Instructions for the task ->
Should the word "verbose" occur in a line of the records, copy that line.

═══

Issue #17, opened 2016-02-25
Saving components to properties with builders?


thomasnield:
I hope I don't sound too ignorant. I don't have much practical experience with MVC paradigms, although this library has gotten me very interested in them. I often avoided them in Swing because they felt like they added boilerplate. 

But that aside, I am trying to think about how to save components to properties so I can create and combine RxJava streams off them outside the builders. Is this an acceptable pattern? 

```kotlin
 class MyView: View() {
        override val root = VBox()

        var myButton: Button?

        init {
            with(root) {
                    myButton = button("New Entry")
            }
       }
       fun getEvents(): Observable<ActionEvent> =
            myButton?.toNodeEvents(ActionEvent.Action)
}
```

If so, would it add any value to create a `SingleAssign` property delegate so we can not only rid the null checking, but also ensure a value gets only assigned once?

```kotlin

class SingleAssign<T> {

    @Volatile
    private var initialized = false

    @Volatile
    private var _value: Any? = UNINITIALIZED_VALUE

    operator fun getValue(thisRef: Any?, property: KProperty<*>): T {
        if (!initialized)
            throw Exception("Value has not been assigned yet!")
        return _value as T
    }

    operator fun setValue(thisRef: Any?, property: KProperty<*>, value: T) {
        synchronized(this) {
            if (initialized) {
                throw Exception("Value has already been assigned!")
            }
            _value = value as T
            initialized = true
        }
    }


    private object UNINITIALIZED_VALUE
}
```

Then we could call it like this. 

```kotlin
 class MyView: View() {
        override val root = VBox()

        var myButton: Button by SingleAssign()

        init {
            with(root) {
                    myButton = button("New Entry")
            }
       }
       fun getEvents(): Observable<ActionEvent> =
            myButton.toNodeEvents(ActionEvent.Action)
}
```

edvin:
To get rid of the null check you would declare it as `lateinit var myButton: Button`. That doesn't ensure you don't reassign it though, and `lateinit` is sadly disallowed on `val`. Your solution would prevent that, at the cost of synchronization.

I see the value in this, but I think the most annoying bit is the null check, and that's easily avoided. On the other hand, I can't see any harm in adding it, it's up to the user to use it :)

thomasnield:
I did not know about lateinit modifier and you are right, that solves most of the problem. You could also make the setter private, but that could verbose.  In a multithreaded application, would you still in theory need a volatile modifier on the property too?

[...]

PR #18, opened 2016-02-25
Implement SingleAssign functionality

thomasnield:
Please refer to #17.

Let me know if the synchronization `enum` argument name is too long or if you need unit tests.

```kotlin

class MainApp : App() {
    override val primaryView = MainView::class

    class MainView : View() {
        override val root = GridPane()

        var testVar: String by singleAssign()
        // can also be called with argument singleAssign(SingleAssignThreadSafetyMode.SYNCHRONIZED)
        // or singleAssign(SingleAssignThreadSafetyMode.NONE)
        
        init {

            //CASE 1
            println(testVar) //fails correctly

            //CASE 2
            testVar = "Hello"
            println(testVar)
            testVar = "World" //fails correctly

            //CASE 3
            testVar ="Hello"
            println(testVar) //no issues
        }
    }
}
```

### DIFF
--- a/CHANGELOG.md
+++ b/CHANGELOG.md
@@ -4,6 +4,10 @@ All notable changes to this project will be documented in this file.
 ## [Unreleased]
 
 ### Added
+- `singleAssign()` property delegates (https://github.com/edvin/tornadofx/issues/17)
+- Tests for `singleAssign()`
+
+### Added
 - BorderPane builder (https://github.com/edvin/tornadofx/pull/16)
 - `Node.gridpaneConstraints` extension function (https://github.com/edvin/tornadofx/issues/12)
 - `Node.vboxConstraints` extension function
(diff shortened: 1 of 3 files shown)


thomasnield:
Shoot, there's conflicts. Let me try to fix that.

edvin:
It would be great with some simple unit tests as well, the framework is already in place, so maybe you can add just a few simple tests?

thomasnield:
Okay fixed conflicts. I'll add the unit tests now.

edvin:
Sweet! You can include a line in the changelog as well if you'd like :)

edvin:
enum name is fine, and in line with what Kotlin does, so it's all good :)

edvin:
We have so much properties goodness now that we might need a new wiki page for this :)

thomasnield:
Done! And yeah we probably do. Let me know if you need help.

═══

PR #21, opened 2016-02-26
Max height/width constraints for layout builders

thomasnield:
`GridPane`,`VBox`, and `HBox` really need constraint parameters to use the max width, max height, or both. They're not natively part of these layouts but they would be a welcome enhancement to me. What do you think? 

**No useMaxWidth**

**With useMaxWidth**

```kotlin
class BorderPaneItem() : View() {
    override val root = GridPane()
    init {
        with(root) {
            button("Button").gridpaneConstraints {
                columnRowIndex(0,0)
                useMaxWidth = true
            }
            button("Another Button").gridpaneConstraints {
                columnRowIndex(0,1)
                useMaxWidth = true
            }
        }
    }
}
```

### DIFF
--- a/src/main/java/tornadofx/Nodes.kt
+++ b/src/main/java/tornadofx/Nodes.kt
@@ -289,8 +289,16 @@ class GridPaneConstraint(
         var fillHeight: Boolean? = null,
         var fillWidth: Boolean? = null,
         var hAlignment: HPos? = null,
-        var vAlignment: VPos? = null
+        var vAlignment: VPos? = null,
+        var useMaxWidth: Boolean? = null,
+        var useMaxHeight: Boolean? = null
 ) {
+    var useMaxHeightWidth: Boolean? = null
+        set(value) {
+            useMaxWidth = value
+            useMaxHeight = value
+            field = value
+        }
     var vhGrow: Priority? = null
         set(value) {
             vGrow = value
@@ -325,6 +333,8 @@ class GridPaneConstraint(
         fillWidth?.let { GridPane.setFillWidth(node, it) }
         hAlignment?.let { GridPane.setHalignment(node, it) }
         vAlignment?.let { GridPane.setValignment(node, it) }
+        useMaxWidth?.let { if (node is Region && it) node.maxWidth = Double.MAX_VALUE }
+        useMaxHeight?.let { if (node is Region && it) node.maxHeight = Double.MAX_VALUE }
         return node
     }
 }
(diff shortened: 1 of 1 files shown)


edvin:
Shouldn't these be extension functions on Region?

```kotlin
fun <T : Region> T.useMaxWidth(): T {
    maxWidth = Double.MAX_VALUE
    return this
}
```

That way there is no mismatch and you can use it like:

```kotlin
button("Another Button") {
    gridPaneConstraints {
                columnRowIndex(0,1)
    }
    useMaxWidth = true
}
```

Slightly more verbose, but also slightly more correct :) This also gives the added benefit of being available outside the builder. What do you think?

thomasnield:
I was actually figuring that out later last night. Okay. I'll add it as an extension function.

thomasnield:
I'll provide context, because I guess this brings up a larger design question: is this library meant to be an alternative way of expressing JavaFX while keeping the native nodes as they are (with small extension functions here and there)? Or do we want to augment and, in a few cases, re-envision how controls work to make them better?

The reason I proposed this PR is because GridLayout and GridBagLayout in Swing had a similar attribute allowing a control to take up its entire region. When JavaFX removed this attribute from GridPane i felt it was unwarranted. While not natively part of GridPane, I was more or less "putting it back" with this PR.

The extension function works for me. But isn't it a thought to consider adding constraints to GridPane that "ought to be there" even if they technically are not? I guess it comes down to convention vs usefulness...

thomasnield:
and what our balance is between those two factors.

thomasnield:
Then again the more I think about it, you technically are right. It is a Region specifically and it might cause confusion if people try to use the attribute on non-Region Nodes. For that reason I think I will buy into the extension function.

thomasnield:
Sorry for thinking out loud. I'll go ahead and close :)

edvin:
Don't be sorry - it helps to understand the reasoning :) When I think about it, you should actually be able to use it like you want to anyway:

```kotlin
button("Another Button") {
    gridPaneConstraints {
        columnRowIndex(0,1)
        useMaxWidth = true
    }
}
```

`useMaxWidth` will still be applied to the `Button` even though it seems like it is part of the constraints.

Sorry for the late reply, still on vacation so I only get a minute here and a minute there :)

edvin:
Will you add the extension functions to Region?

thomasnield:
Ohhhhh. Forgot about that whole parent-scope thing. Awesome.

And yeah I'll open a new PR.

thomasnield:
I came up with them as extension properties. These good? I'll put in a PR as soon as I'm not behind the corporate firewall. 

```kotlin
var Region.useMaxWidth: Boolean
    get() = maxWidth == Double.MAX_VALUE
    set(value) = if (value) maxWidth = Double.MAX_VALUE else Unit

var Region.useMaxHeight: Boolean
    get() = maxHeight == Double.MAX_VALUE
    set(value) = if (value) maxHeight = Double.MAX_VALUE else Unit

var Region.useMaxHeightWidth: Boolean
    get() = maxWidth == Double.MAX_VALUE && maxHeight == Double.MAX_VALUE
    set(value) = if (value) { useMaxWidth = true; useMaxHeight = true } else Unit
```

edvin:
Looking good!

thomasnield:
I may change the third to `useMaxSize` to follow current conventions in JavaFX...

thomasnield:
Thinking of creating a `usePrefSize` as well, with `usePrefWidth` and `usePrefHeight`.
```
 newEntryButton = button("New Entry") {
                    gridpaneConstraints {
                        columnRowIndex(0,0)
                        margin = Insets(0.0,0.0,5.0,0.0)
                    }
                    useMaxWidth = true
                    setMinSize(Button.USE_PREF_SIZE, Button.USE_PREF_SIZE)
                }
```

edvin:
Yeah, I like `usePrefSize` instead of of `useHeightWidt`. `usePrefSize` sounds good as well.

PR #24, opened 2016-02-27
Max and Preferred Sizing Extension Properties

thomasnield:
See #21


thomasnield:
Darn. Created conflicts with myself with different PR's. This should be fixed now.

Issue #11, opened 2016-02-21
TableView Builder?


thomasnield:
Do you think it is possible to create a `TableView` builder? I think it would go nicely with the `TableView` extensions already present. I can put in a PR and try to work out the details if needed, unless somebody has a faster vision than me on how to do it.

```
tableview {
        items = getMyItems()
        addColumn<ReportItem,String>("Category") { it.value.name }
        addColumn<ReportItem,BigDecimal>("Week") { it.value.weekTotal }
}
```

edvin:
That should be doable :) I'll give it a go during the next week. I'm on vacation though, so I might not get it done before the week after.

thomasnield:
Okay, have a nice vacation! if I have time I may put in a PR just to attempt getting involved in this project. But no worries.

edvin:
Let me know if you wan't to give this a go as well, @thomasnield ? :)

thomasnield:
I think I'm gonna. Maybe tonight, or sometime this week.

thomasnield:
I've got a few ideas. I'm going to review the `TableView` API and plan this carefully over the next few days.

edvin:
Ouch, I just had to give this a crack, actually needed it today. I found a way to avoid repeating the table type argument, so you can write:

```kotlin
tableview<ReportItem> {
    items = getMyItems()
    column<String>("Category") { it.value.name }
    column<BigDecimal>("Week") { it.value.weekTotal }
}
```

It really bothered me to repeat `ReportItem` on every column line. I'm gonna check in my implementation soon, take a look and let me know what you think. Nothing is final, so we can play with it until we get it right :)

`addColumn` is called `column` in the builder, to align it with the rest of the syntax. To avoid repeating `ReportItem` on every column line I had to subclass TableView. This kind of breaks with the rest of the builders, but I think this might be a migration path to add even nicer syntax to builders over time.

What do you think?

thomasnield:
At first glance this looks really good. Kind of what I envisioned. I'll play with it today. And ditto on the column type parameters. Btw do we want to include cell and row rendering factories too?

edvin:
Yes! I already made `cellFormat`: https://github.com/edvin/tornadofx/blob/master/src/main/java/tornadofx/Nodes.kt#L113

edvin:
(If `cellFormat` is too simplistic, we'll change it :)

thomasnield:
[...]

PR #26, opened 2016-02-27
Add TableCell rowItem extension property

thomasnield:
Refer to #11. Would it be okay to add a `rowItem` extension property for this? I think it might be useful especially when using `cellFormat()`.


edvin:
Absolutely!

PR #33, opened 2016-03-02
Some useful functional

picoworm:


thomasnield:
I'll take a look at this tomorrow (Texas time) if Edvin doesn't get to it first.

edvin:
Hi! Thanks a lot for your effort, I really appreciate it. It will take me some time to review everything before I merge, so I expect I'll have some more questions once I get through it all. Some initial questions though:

═══

Output of the exercise ->
I did not know about lateinit modifier and you are right, that solves most of the problem. You could also make the setter private, but that could verbose.  In a multithreaded application, would you still in theory need a volatile modifier on the property too?
Slightly more verbose, but also slightly more correct :) This also gives the added benefit of being available outside the builder. What do you think?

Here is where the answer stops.